I did a pretty comprehensive blood panel at the beginning, and I will do another one in 8-10 weeks. I am keeping the dose very low to minimize side effects. So the question for me is, if I do that to the point where I can hardly tell that I'm on it, will I see benefits to my blood markers? And if so, then it seems like it's a worthwhile thing to do long-term for neuroprotection.
https://substack.com/home/post/p-167921888
GLP-1s get so much press and have so many people seemingly believing they cause no major adverse side effects (other than the nausea and a few others you mentioned). But, even in some of the studies you cited, adverse effects linger in between the lines. Eg., in the obesity cancer study:
"GLP-1RAs were not associated with a reduced risk of postmenopausal breast cancer or thyroid cancer. Of those cancers that showed a decreased risk among patients taking GLP-1RAs compared with those taking insulin, HRs for patients taking GLP-1RAs vs those taking metformin for colorectal and gallbladder cancer were less than 1, but the risk reduction was not statistically significant. Compared with metformin, GLP-1RAs were not associated with a decreased risk of any cancers, but were associated with an increased risk of kidney cancer."
I realize comparing GLP1 patients with metformin patients isn't the same as comparing GLP-1 patients with "healthy" individuals, but it seems like there are some more potential serious consequences of taking these drugs that the mainstream isn't willing to recognize.
These drugs have already been associated with thyroid cancers in trial. The thyroid governs your metabolism and hormone production and, as a result, effectively every bodily function. That should be a major area of study that seems to be handwaved away at the moment as just another potential but "rare" side effect.
It's clear these drugs help with weight management, but I don't think they are anywhere near the miracle drugs that many are making them out to be.
You would love Dr. Chris Palmer’s book BRAIN ENERGY. Metabolic health is at the root of all human health - and although mitochondrial research is in its infancy - decades of scientific research supports these theories.
And as Dr. Georgia Ede says… “the brain IS part of the body”. Metabolic health is at the root of our health - including our mental health.
I made a guide for accessing GLP-1 drugs cheaply, for people struggling with cost or gatekeeping doctors. Hope it helps! https://docs.google.com/document/d/1hNUn-lwjKR60PW5zjXX3Y2cUXvwIbshsPWYXiUIhMMQ/edit?usp=drivesdk
Those nexaph prices are quite low! I bought from prime peptides. I am trying a very small dose (0.05mg) of semaglutide and it is probably too much. I'm doing a 12 week experiment to see if a dose that i basically do not notice will make a material improvement in my bloodwork. Not trying to lose weight, but I find that even on a tiny dose I want to eat stuff like pizza and french fries, both of which i love, in smaller quantities.

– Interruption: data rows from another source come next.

PR #1060, opened 2016-01-20
[WIP] [2.6] Alpine linux compatibility

Soullivaneuh:
Replaces #1058 #1059.

I add a docker files to test. Will remove it at the end.

To test it, install [Docker](https://www.docker.com/) and run:

``` bash
docker build -t mongo:2.6-build .
docker run --rm -it mongo:2.6-build
```

Ill update the main message with issues and question to resume the progress.

Tell me if you want another PR for 3.x or if you will backport it yourself.

Please not that Alpine Linux use [Musl](http://www.musl-libc.org/) C library.
- [x] Fix `gnu_get_libc_version` usage that does not exist on Musl
- [x] Add `/etc/alpine-release` file map
- [x] `mallinfo (void)` Does not exists on Musl. Find a generic way.
  - http://stackoverflow.com/q/34905260/1731473
- [x] Fix `'pthread_yield' was not declared in this scope`
- [x] `Dl_info_t` missing
- [ ] Fix `'walkcontext' was not declared in this scope`

Don't hesitate to help if you have some suggestion about unfinished tasks! :+1:

PR #1061, opened 2016-01-21
[3.x] Alpine linux compatibility

Soullivaneuh:
Same as #1060 but for 3.x version.

- [x] alpine-release on processinfo

### DIFF
--- a/Dockerfile
+++ b/Dockerfile
@@ -1,0 +1,24 @@
+FROM alpine:3.3
+
+ADD . /code
+
+WORKDIR /code
+
+RUN ldd --version || true
+
+RUN apk add --no-cache curl tar scons g++ linux-headers openssl-dev
+RUN scons mongod -j$(getconf _NPROCESSORS_ONLN) --ssl --disable-warnings-as-errors
+RUN scons mongo -j$(getconf _NPROCESSORS_ONLN) --ssl --disable-warnings-as-errors
+RUN scons mongos-j$(getconf _NPROCESSORS_ONLN) --ssl --disable-warnings-as-errors
+RUN scons dbtest -j$(getconf _NPROCESSORS_ONLN) --ssl --disable-warnings-as-errors
+RUN scons unittests -j$(getconf _NPROCESSORS_ONLN) --ssl --disable-warnings-as-errors
+
+RUN scons --prefix=/opt/mongo install
+
+VOLUME /data/db
+
+COPY docker-entrypoint.sh /entrypoint.sh
+ENTRYPOINT ["/entrypoint.sh"]
+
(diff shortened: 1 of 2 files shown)


ncopa:
chriskohlhoff/asio#95 is also relevant

Soullivaneuh:
Another third_party linked issue: gperftools/gperftools#693

ncopa:
Yes. I think they only use tcmalloc from gperftools. Probably because it performs better than glibc malloc. (ptmalloc2). I wonder what the performance difference is compareed to musl libc's malloc. If musl libc malloc is fast enough, then it may make sense to add an option `--use-system-malloc`, but I suspect that tcmalloc works better in the mongodb workload.

So fixing gperftools/tcmalloc is probably a good idea.

We could probably also build gperftools as separate package (or libtcmalloc at least) and build mongodb with  `--use-system-tcmalloc`.

ncopa:
mongodb builds now for me with https://gist.github.com/ncopa/520055e642043684da2d

sylus:
According to gperftools/gperftools#693:

ncopa's commit makes it build, but dynamically linked musl does not support interposing malloc/free. I.e. musl's strdup will call musl's malloc and not interposed version. This makes it impossible to support musl in any malloc implementation not just tcmalloc.

So close to have mongodb compile in alpine. :S

acmorrow:
Just to point out, you could certainly build mongodb without tcmalloc, by building with the `--allocator=system` SCons flag.

sylus:
I am having other errors too when building related to log.cpp and convert from int to char*

ncopa:
you'll find some patches here: http://git.alpinelinux.org/cgit/aports/tree/testing/mongodb

Soullivaneuh:
@sylus So no chance to get this working? :-/

@ncopa What should we do for https://github.com/docker-library/mongo/pull/80? Apply patches proposed by Alpine?

jvduf:
hi guys! Interesting to see there has been good progress on this. Too bad it has stalled. I've tried to apply some of this changes (the ones in this pull request, not the APK patches) but don't think these are up to date with latest v3.4 branch... Still break and not building.

Any chance to pick this up? Would love to help but I have no experience at all with the "low level" stuff that's going on here :(

@Soullivaneuh any ideas if this is still something you guys are considering?

Soullivaneuh:
Unfortunately, I don't have more allowed work time for this implementation right now.

Feel free to cherry-pick and continue my PR. I also gave maintainers edit here.

Regards.

kelly-cs:
Closing since this is merging into 3.2 which is unsupported as of September 30, 2018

Yeah Nexaph is cheap, but if you go deeper there are good sources less than half of Nexaph's pricing.
Prime Peptides is $105 for 5mg. At the dose I'm taking - a piddly 0.02-0.05mg - volume is not a concern - it's literally 100+ doses if the shelf life held.
But nexaph is 10x 5mg for $125?
Out of curiosity have you tried any of these?

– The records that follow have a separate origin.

PR #1068, opened 2016-02-19
SERVER-7695: implement iso week date aggregators

jigfox:
this implements operators for dealing with week as described in the
ISO-8601 standard (https://en.wikipedia.org/wiki/ISO_week_date).

the implemented oprators are:

- `$isoWeek` returns the ISO-8601 week number of the given date
- `$isoDayOfWeek` returns the number of the day with the week from 1 for Monday to 7 for Sunday
- `$isoWeekYear` returns the year of the ISO-8601 week of the date

example:

    { $isoWeek: ISODate("2016-01-01T00:00:00Z") }

returns 53

    { $isoDayOfWeek: ISODate("2016-01-01T00:00:00Z") }

returns 5

    { $isoWeekYear: ISODate("2016-01-01T00:00:00Z") }

returns 2015

this also implements the specifiers for $dateToString so it is possible
to create Dates defined by week like this:

    {
        $dateToString: {
            format: "%G-W%V-%u",
            date: ISODate("2016-01-01T00:00:00Z")
        }
    }

which will return "2015-W53-5"

Open Issues:

- [x] Make `{$dateToString: { format: "%G-W%V", date: new Date("1900-12-31T23:59:59Z")}}` work


src/mongo/db/pipeline/expression.cpp
```diff
@@ -3072,6 +3085,104 @@ const char* ExpressionWeek::getOpName() const {
...
+    Value pDate(vpOperand[0]->evaluateInternal(vars));
+    return Value(extract(pDate.coerceToTm()));
+}
+
+int ExpressionIsoWeekYear::extract(const tm& tm) {
+    if (tm.tm_mon > 0 && tm.tm_mon < 11) {
+        return tm.tm_year + 1900;
+    } else if (tm.tm_mon == 0) {
+        int isoWeek = ExpressionIsoWeek::extract(tm);
+        if (isoWeek > 51) return tm.tm_year + 1900 - 1;
```
cswanson310: Please use braces around all if statements. Also, can you add some comments to this method briefly describing what each case is trying to account for?

src/mongo/db/pipeline/expression.cpp
```diff
@@ -3072,6 +3085,104 @@ const char* ExpressionWeek::getOpName() const {
...
+        } else { // non leap year
+            return 52;
+        }
+    } else {
+        return 52;
+    }
+}
+
+int ExpressionIsoWeek::extract(const tm& tm) {
+    //int isoDayOfWeek = ExpressionIsoDayOfWeek::extract(tm);
```
cswanson310: Please delete.

src/mongo/db/pipeline/expression.cpp
```diff
@@ -3072,6 +3085,104 @@ const char* ExpressionWeek::getOpName() const {
...
+int ExpressionIsoWeek::lastWeek(int year) {
+    struct tm tm;
+    tm.tm_year = year - 1900;
+    tm.tm_mon = 11;
+    tm.tm_mday = 31;
+    tm.tm_hour = 23;
+    tm.tm_min = 59;
+    tm.tm_sec = 59;
+    mktime(&tm);
+    if (tm.tm_wday > 0 && tm.tm_wday < 4) {
```
cswanson310: Everything from here down is confusing and non-intuitive to me. After reading the wikipedia article on "ISO week date" (https://en.wikipedia.org/wiki/ISO_week_date) I'm still not following. Can you add comments and/or point me to where you got this logic?

jstests/aggregation/isodates.js
```diff
@@ -0,0 +1,243 @@
+/*
```
cswanson310: While these tests are wonderful, and have good coverage, is there any way we could add them to [this test file](https://github.com/mongodb/mongo/blob/r3.3.2/jstests/aggregation/bugs/server6189.js)? If we need more coverage, I'd rather test all the other date operators as well. If not, I'd suggest adding some as unit tests in [this file](https://github.com/mongodb/mongo/blob/r3.3.2/src/mongo/db/pipeline/expression_test.cpp)

jigfox: I don't like reducing the coverage, as you already mentioned the algorithms aren't easy to follow, so I'd rather have an extensive test suite, which contains every edge case to prevent regression if someone changes this code.

[jstests/aggregation/bugs/server6189.js](https://github.com/mongodb/mongo/blob/r3.3.2/jstests/aggregation/bugs/server6189.js): ist for testing dates before 1970, I could try adding the new operators here. But I would still keep the other file for testing all edges there are.

[src/mongo/db/pipeline/expression_test.cpp](https://github.com/mongodb/mongo/blob/master/src/mongo/db/pipeline/expression_test.cpp): doesn't include any tests on dates (that I see). I was searching the code for date tests and only found the javascript ones. And also because I'm more familiar with javascript than with c++ I added  the new tests as new javascript file.

cswanson310: Ok points taken. It looks like this test is copied from testall.js, which is not my favorite test. It's a little hard to follow, uses bad variable names, different styles of comments, and relies on data that is provided from another file, which gives no intuition as to why the assertions might be true. Sorry for providing a bad example test. I'd like to eventually refactor and get rid of that test, but it's not very pressing...

I'd suggest rewriting this test to be more in the style of unit tests. [this test](https://github.com/mongodb/mongo/blob/r3.3.2/jstests/aggregation/bugs/server19548.js) comes to mind as a good example of providing good coverage, being easy to read, and having little test fixture overhead. I'll let you decide what's the best way to do this, but I'm thinking there's probably some to write the test such that we can provide one date and the expected values for $week, $isoWeek, $year, $isoWeekYear, $dayOfWeek, and $isoDayOfWeek.

src/mongo/db/pipeline/expression.cpp
```diff
@@ -3072,6 +3085,123 @@ const char* ExpressionWeek::getOpName() const {
...
+/* ------------------------- ExpressionIsoWeekYear ---------------------- */
+
+Value ExpressionIsoWeekYear::evaluateInternal(Variables* vars) const {
+    Value pDate(vpOperand[0]->evaluateInternal(vars));
+    return Value(extract(pDate.coerceToTm()));
+}
+
+int ExpressionIsoWeekYear::extract(const tm& tm) {
+    if (tm.tm_mon > 0 && tm.tm_mon < 11) {
+        // if month isnt January or December it's just the year given
```
cswanson310: Please format comments as full sentences. In particular, this one should start with a capital letter, and end in a period. I realize this practice isn't followed elsewhere in this file, but we're trying to have all new code follow this style.

Ditto for other comments in this file.

src/mongo/db/pipeline/expression.cpp
```diff
@@ -3072,6 +3085,123 @@ const char* ExpressionWeek::getOpName() const {
...
+
+REGISTER_EXPRESSION(isoDayOfWeek, ExpressionIsoDayOfWeek::parse);
+const char* ExpressionIsoDayOfWeek::getOpName() const {
+    return "$isoDayOfWeek";
+}
+
+/* ------------------------- ExpressionIsoWeekYear ---------------------- */
+
+Value ExpressionIsoWeekYear::evaluateInternal(Variables* vars) const {
+    Value pDate(vpOperand[0]->evaluateInternal(vars));
```
cswanson310: I think you can just call this variable 'date'. I believe the others were called 'pDate' because there was once a time when it's type was a `Value *`, so this was a pointer to a date. Now it's just a date, so you can call it that.

src/mongo/db/pipeline/expression.cpp
```diff
@@ -3072,6 +3085,123 @@ const char* ExpressionWeek::getOpName() const {
...
+    // create YYYY-12-31T23:59:59 so only 1 second left to new year
+    struct tm tm;
+    tm.tm_year = year - 1900;
+    tm.tm_mon = 11;
+    tm.tm_mday = 31;
+    tm.tm_hour = 23;
+    tm.tm_min = 59;
+    tm.tm_sec = 59;
+    mktime(&tm);
+    /* From: https://en.wikipedia.org/wiki/ISO_week_date#Last_week
```
cswanson310: Please use `// Comment` style comments when the comment is not documenting a method, and
```
/**
 * Comment
 */
```
style comments when the comment is documenting a method.

src/mongo/db/pipeline/expression.cpp
```diff
@@ -3072,6 +3085,123 @@ const char* ExpressionWeek::getOpName() const {
...
+     *
+     * If 31 December is on a Monday, Tuesday or Wednesday, it is in week 01
+     * of the next year. If it is on a Thursday, it is in week 53 of the year
+     * just ending; if on a Friday it is in week 52 (or 53 if the year just
+     * ending is a leap year); if on a Saturday or Sunday, it is in week 52 of
+     * the year just ending.
```
cswanson310: Great. This helps a lot, thanks!. Please wrap the comment at 100 characters.

src/mongo/db/pipeline/expression.cpp
```diff
@@ -3072,6 +3085,123 @@ const char* ExpressionWeek::getOpName() const {
...
+        } else { // leap year
+            return 53;
+        }
+    } else { // Sat (6) or Sun (0)
+        return 52;
+    }
+}
+
+int ExpressionIsoWeek::extract(const tm& tm) {
+    int isoDayOfWeek = (tm.tm_wday - 7) % 7 + 7;
```
cswanson310: Prefer `int isoDayOfWeek = ExpressionIsoDayOfWeek::extract(tm);`?

src/mongo/db/pipeline/expression.cpp
```diff
@@ -3072,6 +3085,123 @@ const char* ExpressionWeek::getOpName() const {
...
+    int isoDayOfYear = tm.tm_yday + 1;
+
+    int isoWeek = (isoDayOfYear - isoDayOfWeek + 10) / 7;
```
cswanson310: Can you add a comment describing this logic please?

jstests/aggregation/isodates.js
jigfox: I will look at [jstests/aggregation/bugs/server19548.js](https://github.com/mongodb/mongo/blob/r3.3.2/jstests/aggregation/bugs/server19548.js) and see what I can do, but please be patient, It was kind if tedious to write these tests, and yes they were copied from testall.js 😉 I always try to copy the style of the existing code when contributing to open source. Sadly I took the wrong example now. But you're absolutely right about readability of tests, so I will look into it and see what I can do.

cswanson310: No problem! I am sorry to have you re-write them, but I think it will be worth it. Thank you!

jigfox: @cswanson310: I've added a new [test file](https://github.com/jigfox/mongo/blob/SERVER-7695-aggregation-operators-for-iso-week/jstests/aggregation/bugs/server7695_isodates.js), which is much more explanatory.

jstests/aggregation/bugs/server7695_isodates.js
```diff
@@ -0,0 +1,268 @@
...
+        assert.eq(
+            coll.aggregate(pipeline).toArray()[0].result,
+            [{result: expResult}][0].result,
+            msg);
+    }
+
+    // this works
+    testOp('$dateToString', { date: new Date("1900-12-31T23:59:59Z"), format: "%V-%G"}, "01-1901")
+    // this is failing, but it shouldn't as it is the same as above, only rotated
+    testOp('$dateToString', { date: new Date("1900-12-31T23:59:59Z"), format: "%G-%V"}, "1901-01")
```
jigfox: @cswanson310 while creating some more tests for some more edge cases, I found a bug in the calculation of the isoWeek. Sadly I don't have any idea right now, why this is happening, because it only appears if I ask for the year before I ask for the week. The other way around it works perfectly fine.

jigfox: db.test.insert({})
    db.test.aggregate([{
      $project:{
        _id:0,
        result:{
          $dateToString: {
            date:new Date("1900-12-31T23:59:59Z"),
            format: "%G-W%V"
          }
        }
      }
    }]) should result in "1901-W01" but it results in "1901-W53"

and

    db.test.insert({})
    db.test.aggregate([{
      $project:{
        _id:0,
        result:{
          $dateToString: {
            date:new Date("1900-12-31T23:59:59Z"),
            format: "W%V-%G"
          }
        }
      }
    }]) results in "W01-1901"

jigfox:
@cswanson310 : I tried to debug the problem which returns invalid Date for `{$dateToString: { format: "%G-W%V", date: new Date("1900-12-31T23:59:59Z")}}` by adding log output, but as soon as I add logging, the tests pass.

jstests/aggregation/bugs/server7695_isodates.js
cswanson310: The first one works for me:
```
db.test.insert({})
> db.test.aggregate([{
   $project:{
     _id:0,
     result:{
       $dateToString: {
         date:new Date("1900-12-31T23:59:59Z"),
         format: "%G-W%V"
       }
     }
   }
 }]) // should result in "1901-W01" but it results in "1901-W53"
{ "result" : "1901-W01" }
```

The second one seems correct to me? Dec 31, 1900 is a Monday, Jan 3 is a Thursday, and Jan 4 is a Friday. By my understanding, this means it is part of the first week of 1901.

jstests/aggregation/bugs/server7695_isodates.js
```diff
@@ -0,0 +1,269 @@
...
+
+    // Helper for testing that op returns expResult.
+    function testOp(op, value, expResult) {
+        testOpCount++;
+        var pipeline = [{$project: {_id: 0, result: {}}}];
+        pipeline[0].$project.result[op] = value;
+        var msg = "Exptected {"+op+": "+value+"} to equal: "+expResult;
+        assert.eq(
+            coll.aggregate(pipeline).toArray()[0].result,
+            [{result: expResult}][0].result,
```
cswanson310: Just `expResult`?

jstests/aggregation/bugs/server7695_isodates.js
```diff
@@ -0,0 +1,269 @@
...
+            msg);
+    }
+
+    // while development there was a bug which caused an error with $dateToString if the order of
+    // %V and %G changed, so I added this test to prevent regression
```
cswanson310: Start comments with capitals, end with periods please.

jstests/aggregation/bugs/server7695_isodates.js
```diff
@@ -0,0 +1,269 @@
...
+    testOp('$dateToString', { date: new Date("1900-12-31T23:59:59Z"), format: "%V-%G"}, "01-1901")
+    // this is failing, but it shouldn't as it is the same as above, only rotated
```
cswanson310: This doesn't fail for me... Is it still failing for you?

jstests/aggregation/bugs/server7695_isodates.js
```diff
@@ -0,0 +1,269 @@
...
+
+    var MONDAY = 1;
+    var TUESDAY = 2;
+    var WEDNESDAY = 3;
+    var THURSDAY = 4;
+    var FRIDAY = 5;
+    var SATURDAY = 6;
+    var SUNDAY = 7;
+
+    function padded(val) { return ("00" + val).slice(-2) }
```
cswanson310: Missing a semicolon after the `return` statement.

src/mongo/db/pipeline/expression.cpp
```diff
@@ -3072,6 +3087,149 @@ const char* ExpressionWeek::getOpName() const {
...
+    // floor((7-4+10)/7) = floor(13/7) => 1
+    //
+    // week(date)    = isoWeek
+    // ordinal(date) = isoDayOfYear
+    // weekday(date) = isoDayOfWeek
+    int isoDayOfWeek = ExpressionIsoDayOfWeek::extract(tm);
+    int isoDayOfYear = tm.tm_yday + 1;
+    int isoWeek = (isoDayOfYear - isoDayOfWeek + 10) / 7;
+
+    if (tm.tm_year == 0) {
```
cswanson310: You can remove this now?

jstests/aggregation/bugs/server7695_isodates.js
cswanson310: Edit: I removed the log line, and it started failing for me again. I think I may have found the source, but I'm still unsure why it's happening:
```
Process 15116 stopped
* thread #2: tid = 0x4c5827, 0x000000010097f0be mongod`mongo::ExpressionIsoWeek::lastWeek(year=1900) + 62 at expression.cpp:3181, stop reason = step over
    frame #0: 0x000000010097f0be mongod`mongo::ExpressionIsoWeek::lastWeek(year=1900) + 62 at expression.cpp:3181
   3178	    tm.tm_hour = 23;
   3179	    tm.tm_min = 59;
   3180	    tm.tm_sec = 59;
-> 3181	    mktime(&tm);
   3182	
   3183	    // From: https://en.wikipedia.org/wiki/ISO_week_date#Last_week :
   3184	    // If 31 December is on a Monday, Tuesday or Wednesday, it is in week 01 of
(lldb) n
2016-03-14T11:13:55.799-0400 I STORAGE  [DataFileSync] flushing mmaps took 178685ms  for 5 files
2016-03-14T11:13:55.799-0400 I NETWORK  [initandlisten] connection accepted from 127.0.0.1:52490 #2 (2 connections now open)
Process 15116 stopped
* thread #2: tid = 0x4c5827, 0x000000010097f0c6 mongod`mongo::ExpressionIsoWeek::lastWeek(year=1900) + 70 at expression.cpp:3191, stop reason = step over
    frame #0: 0x000000010097f0c6 mongod`mongo::ExpressionIsoWeek::lastWeek(year=1900) + 70 at expression.cpp:3191
   3188	    // 52 (or 53 if the year just ending is a leap year); if on a Saturday or
   3189	    // Sunday, it is in week
   3190	    // 52 of the year just ending.
-> 3191	    if (tm.tm_wday > 0 && tm.tm_wday < 4) {  // Mon(1), Tue(2), and Wed(3)
   3192	        return 1;
   3193	    } else if (tm.tm_wday == 4) {  // Thu (4)
   3194	        return 53;
(lldb) p tm.tm_wday
(int) $17 = 6938768
(lldb) p tm
(tm) $18 = {
  tm_sec = 59
  tm_min = 59
  tm_hour = 23
  tm_mday = 31
  tm_mon = 11
  tm_year = 0
  tm_wday = 6938768
  tm_yday = 28672
  tm_isdst = 1
  tm_gmtoff = 25769803782
  tm_zone = 0x0000000700000005 ""
}
```

I'll continue to investigate.

cswanson310: Ok, its still unclear to me why adding the log line or reversing the order changes anything, but I think if you want to create a `tm` struct, you should go through [Value::coerceToTm()|https://github.com/mongodb/mongo/blob/r3.3.2/src/mongo/db/pipeline/value.cpp#L533]. That code looks like it's been designed to handle weird edge cases, and will work on windows as well.

Try that and see if it fixes anything.

jstests/aggregation/bugs/server7695_isodates.js
jigfox: Yes, why?

jstests/aggregation/bugs/server7695_isodates.js
jigfox: `Value::coerceToTm()` only works on a value, but I just have the year in this Method, because the date wouldn't work. I need the end of the year not just any date in the year. But your debugging output helped a lot and I got it working with `mktime()`

jstests/aggregation/bugs/server7695_isodates.js
cswanson310: I mean, could you replace `[{result: expResult}][0].result` with `expResult`?

jigfox: Of course, I don't know why I made it this complicated

src/mongo/db/pipeline/expression.cpp
```diff
@@ -3072,6 +3085,150 @@ const char* ExpressionWeek::getOpName() const {
...
+    tm.tm_year = year - 1900;
+    tm.tm_mon = 11;
+    tm.tm_mday = 31;
+    tm.tm_hour = 23;
+    tm.tm_min = 59;
+    tm.tm_sec = 59;
+    tm.tm_wday = -1; // this was enough to solve the bug for 1900
+    tm.tm_yday = -1;
+    tm.tm_gmtoff = 0;
+    tm.tm_isdst = 0;
```
cswanson310: Unfortunately, this doesn't work on windows, which is one of our supported platforms.
```
Compiling build\cached\mongo\db\pipeline\expression.obj
expression.cpp
src\mongo\db\pipeline\expression.cpp(3127) : error C2039: 'tm_gmtoff' : is not a member of 'tm'
        C:\Program Files (x86)\Microsoft Visual Studio 12.0\VC\INCLUDE\wchar.h(1170) : see declaration of 'tm'
scons: *** [build\cached\mongo\db\pipeline\expression.obj] Error 2
scons: building terminated because of errors.
```
Here's the definition:
```c
#ifndef _TM_DEFINED
struct tm {
 int tm_sec; /* seconds after the minute - [0,59] */
 int tm_min; /* minutes after the hour - [0,59] */
 int tm_hour; /* hours since midnight - [0,23] */
 int tm_mday; /* day of the month - [1,31] */
 int tm_mon; /* months since January - [0,11] */
 int tm_year; /* years since 1900 */
 int tm_wday; /* days since Sunday - [0,6] */
 int tm_yday; /* days since January 1 - [0,365] */
 int tm_isdst; /* daylight savings time flag */
 };
#define _TM_DEFINED
#endif /* _TM_DEFINED */
```

This was fixed for me by changing the initialization of tm: 
```c++
struct tm tm = {};  // This will initialize all struct members with 0.
```
Then removing lines 3158 and 3159. See [this question on stackoverflow](http://stackoverflow.com/questions/1069621/are-members-of-a-c-struct-initialized-to-0-by-default) for struct initialization details.

jstests/aggregation/bugs/server7695_isodates.js
```diff
@@ -0,0 +1,268 @@
...
+        testOpCount++;
+        var pipeline = [{$project: {_id: 0, result: {}}}];
+        pipeline[0].$project.result[op] = value;
+        var msg = "Exptected {"+op+": "+value+"} to equal: "+expResult;
+        assert.eq(coll.aggregate(pipeline).toArray()[0].result, expResult, msg);
+    }
+
+    // While development, there was a bug which caused an error with $dateToString if the order of
+    // %V and %G changed, so I added this test to prevent regression.
+    testOp('$dateToString', {date: new Date("1900-12-31T23:59:59Z"), format: "%V-%G"}, "01-1901");
```
cswanson310: These tests do not pass on some windows machines. I think you'll have to wrap these, and other pre-1970 tests in conditionals like we do [here](https://github.com/mongodb/mongo/blob/r3.3.2/jstests/aggregation/bugs/server6189.js#L43-L47).

src/mongo/db/pipeline/expression.cpp
```diff
@@ -3072,6 +3085,150 @@ const char* ExpressionWeek::getOpName() const {
...
+    // 52 (or 53 if the year just ending is a leap year); if on a Saturday or Sunday, it is in week
+    // 52 of the year just ending.
+    if (tm.tm_wday > 0 && tm.tm_wday < 4) { // Mon(1), Tue(2), and Wed(3)
+        return 1;
+    } else if (tm.tm_wday == 4) { // Thu (4)
+        return 53;
+    } else if (tm.tm_wday == 5) { // Fri (5)
+        // On Fri it's week 52 for non leap years and 53 for leap years.
+        // https://en.wikipedia.org/wiki/Leap_year#Algorithm
+        if (year % 4 != 0) { // non leap year
```
cswanson310: Can you define a helper for `isLeapYear`? I think it will help readability. See an example helper defined [here](https://github.com/mongodb/mongo/blob/r3.3.2/src/mongo/db/pipeline/expression.cpp#L2514-L2519). It should go right above the expression that uses it.

jstests/aggregation/bugs/server7695_isodates.js
jigfox: That is sad, but I will change it.

jigfox: So I just made the tests less aggressive on windows and or 32-bit systems, like [here](https://github.com/mongodb/mongo/blob/r3.3.2/jstests/aggregation/bugs/server6189.js#L43-L47)

cswanson310:
This is looking good to me! The jstest still doesn't pass on windows, mostly because 'value' isn't always a date. I'm guessing you don't have easy access to a windows machine? Would you mind if I took over from here to make the test pass on windows? I'm happy with the C++ changes, with some minor exceptions around comments that I can take care of.

If you're okay with that, I can give you a chance to look my changes before I push them.

jigfox:
I am happy to almost everything looks fine, I just changed the tests already to work with `$dateToString` values. I don't mind at all, if you took over. But I'm still happy to answer any questions you might have.

ValentinH:
This is a really cool PR since I have been watching SERVER-7695 for more than a year.
I don't have enough knowledge to tell something about the implementation, but as a user, this would be a really good feature.

:+1:

src/mongo/db/pipeline/expression.cpp
```diff
@@ -3072,6 +3085,156 @@ const char* ExpressionWeek::getOpName() const {
...
+REGISTER_EXPRESSION(isoWeekYear, ExpressionIsoWeekYear::parse);
+const char* ExpressionIsoWeekYear::getOpName() const {
+    return "$isoWeekYear";
+}
+
+/* ------------------------- ExpressionIsoWeek -------------------------- */
+
+namespace {
+bool isLeapYear(int year) {
+    if (year % 4 != 0) { // non leap year
```
cswanson310: Can you reflow these comments to be a little more descriptive, like this:
```C++
if (year % 4 != 0) {
    // Not divisible by 4, so not a leap year.
   return false;
} else if (year % 100 != 0) {
    // Divisible by 4, but not by 100, so it is a leap year.
    return true;
} ...
```

Particularly by the time I got to the last case, it was hard to keep track of which conditions were true.

src/mongo/db/pipeline/expression.cpp
```diff
@@ -3072,6 +3085,156 @@ const char* ExpressionWeek::getOpName() const {
...
+}
+
+// Quote https://en.wikipedia.org/wiki/ISO_week_date :
+// Weeks start with Monday. The first week of a year is the week that contains the first Thursday of
+// the year (and, hence, always contains 4 January).
+int ExpressionIsoWeek::extract(const tm& tm) {
+    // Calculation taken from:
+    // https://en.wikipedia.org/wiki/ISO_week_date#Calculating_the_week_number_of_a_given_date
+    //
+    //              │ ordinal(date) - weekday(date) + 10 │
```
cswanson310: As a general rule, we try not to use unicode characters in our source code where it can be avoided. Can you re-work these lines to be `week(date) = floor((ordinal(date) - weekday(date) + 10) / 7)`?

jstests/aggregation/bugs/server7695_isodates.js
```diff
@@ -0,0 +1,284 @@
...
+    }
+    function getNewYearsEve(year) {
+        return new Date("" + year + "-12-31T23:59:59Z");
+    }
+    function shiftWeekday(day, days) {
+        return ((day - 1 + days) % 7) + 1;
+    }
+
+    ['common', 'leap', 'commonAfterLeap'].forEach(function(type) {
+        years[type].forEach(function(year, day) {
```
cswanson310: `day` is not a very descriptive variable name here... it really refers to the index in the array. I'd suggest renaming this variable to `i`, then re-working the comment on line 123 to describe how the index corresponds to the day.

jstests/aggregation/bugs/server7695_isodates.js
```diff
@@ -0,0 +1,284 @@
...
+
+    var MONDAY = 1;
+    var TUESDAY = 2;
+    var WEDNESDAY = 3;
+    var THURSDAY = 4;
+    var FRIDAY = 5;
+    var SATURDAY = 6;
+    var SUNDAY = 7;
+
+    function padded(val) {
```
cswanson310: Can you add brief comments to these helpers to describe what they're doing, when it's not obvious. Or rename them to be more obvious. For example, 'padded' really only pads with up to 2 '0's, what it's padding with and how many of them it inserts is unclear without reading the implementation.

cswanson310:
Ok great! All my remaining comments are suggestions on commenting. The test now passes on windows. I'm going to run it through all our test suites to make sure there aren't any other bugs I didn't catch.

jstests/aggregation/bugs/server7695_isodates.js
jigfox: The comment will be actually longer than the implementation itself ;-)

For the other helper methods, I already thought I had very descriptive names for the helper methods, could you please point me two helper which aren't obvious enough?

cswanson310:
As you may have noticed, I merged this pull request, so this is now in master. Thanks for the good work!

jigfox:
Thank You very much, especially baca use it was the very first time I wrote C++ Code in my life. My expertise is JavaScript and Ruby! I really appreciate the acceptance of the pull request.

I've only used Retatrutide, and my source BFFLIST is offline now unfortunately, but I paid $90 for 10 vials of 5mg each. Works great, taking only 1mg/5 days.
$20/mg is an insane ripoff - SSA (on Telegram/Discord only) has a 5mg X 10 kit of Semaglutide for $48 now lol.
All this stuff is made in China, a place like Prime Peptides is just reselling it at an insane markup. Good business if you can get it lol.